▸ Material provided:
PR #173, opened 2020-01-31
MAKE-1115: Add priority to buildlogger logs

julianedwards:


model/buildlogger.go
```diff
@@ -155,7 +156,14 @@ func (l *Log) Append(ctx context.Context, lines []LogLine) error {
 
 	linesCombined := ""
 	for _, line := range lines {
-		linesCombined += prependTimestamp(line.Timestamp, line.Data)
+		// unlikely scenario, but just in case priority is out of range.
+		if line.Priority > level.Emergency {
+			line.Priority = level.Emergency
+		} else if line.Priority < level.Invalid {
+			line.Priority = level.Invalid
```
tychoish: shouldn't we make this trace?

model/log_iterator.go
```diff
@@ -472,22 +473,27 @@ func (i *mergingIterator) Close() error {
...
 	}, nil
 }
 
-func prependTimestamp(t time.Time, data string) string {
+func prependPriorityAndTimestamp(p level.Priority, t time.Time, data string) string {
+	priority := fmt.Sprintf("%3d", p)
 	ts := fmt.Sprintf("%20d", util.UnixMilli(t))
 
-	return fmt.Sprintf("%s%s\n", ts, data)
+	return fmt.Sprintf("%s%s%s\n", priority, ts, data)
```
tychoish: can we combine these fmt.Sprintf calls into one fmt.Sprintf?

PR #174, opened 2020-01-31
MAKE-1140: Reconfigure change point detector retry policy to be lenient

ancostas:


perf/change_point_detector.go
```diff
@@ -96,9 +96,9 @@ func (spc *signalProcessingClient) doRequest(method, route string, ctx context.C
 	}
 
 	conf := util.HTTPRetryConfiguration{
-		MaxRetries:      10,
+		MaxRetries:      50,
 		TemporaryErrors: true,
-		MaxDelay:        5 * time.Second,
+		MaxDelay:        5 * time.Minute,
```
tychoish: compromise: 30 seconds

PR #180, opened 2020-02-25
MAKE-1172: add POST routes for login

Kimchelly:
JIRA: https://jira.mongodb.org/browse/MAKE-1172

* Add POST routes for login. The GET routes will be removed after people update their CLIs.
* Dont close request bodies. The docs say that the underlying http.Server is responsible for closing them so the `http.Handler` doesn't have to.


Kimchelly:
The curator test is failing only because it's posting to the actual cedar server.

PR #182, opened 2020-02-27
MAKE-1168: Use API headers with evg proxy auth

julianedwards:


Kimchelly:
Logic-wise this seems fine, but should we try to split this function into smaller ones to make it more testable and to pare down its responsibilities?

▸ Task item: Throughout the listing above, how many lines hold the word "model"? Answer with only the number.

▸ Answer space: 2